Open Carpal Tunnel Surgery: 10 Years Later

Many studies have been done on patients who have had open incision carpal tunnel release surgery. The results have shown that symptoms improve right away but it can take months for patients to recover strength and function. And slightly more than half of all patients report a recurrence of hand pain, numbness, and tingling two years after surgery.

If that’s the case then what happens 10 years later? That is the subject of this study from Harvard Medical School in Boston, Massachusetts. One (fellowship-trained) hand surgeon who had performed 211 open carpal tunnel releases contacted his patients 11 to 17 years after the procedure. Using a series of self-assessment surveys, symptoms, function, and patient satisfaction were measured.

Of course, in that amount of time, some patients had died and others could not be located. There were also 27 patients who did not want to be part of the study. But they found 113 people who participated in the study. The patients included adults of all ages from under fifty years of age to sixty and older. There were adults who were actively employed and working, retirees, and pre-and postmenopausal women.

They discovered that three-fourths of the group no longer had any carpal tunnel problems. Most of the problematic symptoms went away in the first year after the surgery. Almost 90 per cent (88 per cent to be exact) were very satisfied or completely satisfied with the results.

For the people who still had some symptoms of carpal tunnel syndrome, the most common symptom was hand weakness (e.g., grip and pinch strength, difficulty opening jars or holding a book). Daytime pain, numbness, and tingling were also reported by a few people.

Patients who had the most difficulty years later were those who also had diabetes, rheumatoid arthritis, osteoarthritis, or polyneuropathy. All of these conditions are linked with carpal tunnel syndrome. It is likely that the problems encountered with functional tasks was really related more to these comorbidities (other conditions) than the after-effects of carpal tunnel surgery.

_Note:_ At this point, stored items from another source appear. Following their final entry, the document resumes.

PR #186, opened 2018-05-02
Implement PageError

### LINKED ISSUE #182: Implement Page.Events.PageError
https://github.com/GoogleChrome/puppeteer/blob/v1.0.0/test/test.js#L1613

In #117 we implemented another test.

kblok:
Closes #182


kblok:
Ready to review @Meir017

lib/PuppeteerSharp/PageErrorException.cs
```diff
@@ -0,0 +1,22 @@
+﻿using Newtonsoft.Json;
+
+namespace PuppeteerSharp
+{
+    public class PageErrorException
```
Meir017: this name is confusing since it doesn't inherit from `Exception`

lib/PuppeteerSharp/Page.cs
```diff
@@ -848,8 +852,9 @@ private void EmitMetrics(PerformanceMetricsResponse metrics)
             }
         }
 
-        private void HandleException(dynamic exceptionDetails)
+        private void HandleException(PageError pageError)
         {
+            PageError?.Invoke(this, new PageErrorEventArgs(pageError));
```
Meir017: I noticed that puppeteer calls `helper.getExceptionMessage(exceptionDetails)` and then raises the event with a simple exception that only contains a message. not the complete `exceptionDetails`

kblok: Agreed, I went too far there.
I'll implement a RuntimeExceptionThrownResponse with only the data we need there, but I would still need a class called "Exception"...

kblok: `ExceptionData`?

Meir017: maybe just a `Message` property?

Meir017: can't we just stick it on `PageErrorEventArgs`?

Only two of the 113 patients had to have a second (repeat) surgery. And only a few patients had pain at night or tenderness along the (healed) incision line. Analysis of all the data did not show any particular pain patterns associated with age. But function was worse in the middle age group (ages 50 to 59). The reason(s) for the connection between middle ages and worse function were unknown. It’s possible that the older age group had worse function but accept their limitations and/or have fewer physical demands placed on them so the loss of function is not as noticeable.

This is one of the few long-term studies of results following open carpal tunnel release. More carpal tunnel surgeries are done endoscopically now with minimally invasive techniques. So it is possible that this will be one-of-a-kind study. But the results clearly show that excellent early improvements are maintained over the long-term with equally excellent reports of patient satisfaction and improved quality of life.